> [EXERCISE]
Retrieve each line that contains the word "confidential" from the entries below.
──────── DATA FOR THIS EXERCISE ────────
Issue #6548, opened 2019-02-21
Consider enabling PKCE for confidential clients


jgrandja:
The goal of [PKCE](https://tools.ietf.org/html/rfc7636) is to provide an added level of security for **OAuth 2.0 public clients** (utilizing the Authorization Code Grant) from an authorization code interception attack.

However, based on OAuth 2.0 Security Best Current Practice, in [section 2.1.1.  Authorization Code Grant](https://tools.ietf.org/html/draft-ietf-oauth-security-topics-11#section-2.1.1):

> Note: although PKCE so far was recommended as a mechanism **to protect
   native apps**, this advice applies to all kinds of OAuth clients,
   **including web applications**.

It can also be leveraged for **confidential clients** for an added layer of security.

Given this, we should consider adding this support. From initial research, Okta does support this scenario where a confidential client is used to authenticate with the Token Endpoint and the `code_verifier` is sent as a parameter.

We should conduct further research to see which other providers support this client configuration/registration.

See this [comment](https://github.com/spring-projects/spring-security/pull/6485#discussion_r258058756) for further details.

Related #6446

dfcoffin:
IETF RFC 8252 "OAuth 2.0 for Native Apps" modifies RFC 6749 "The OAuth 2.0 Authorization Framework" and states in Section 

[Appendix A.  Server Support Checklist

   OAuth servers that support native apps must:

   1.  Support private-use URI scheme redirect URIs.  This is required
────────
> [EXERCISE ANSWER]
Consider enabling PKCE for confidential clients
It can also be leveraged for **confidential clients** for an added layer of security.
Given this, we should consider adding this support. From initial research, Okta does support this scenario where a confidential client is used to authenticate with the Token Endpoint and the `code_verifier` is sent as a parameter.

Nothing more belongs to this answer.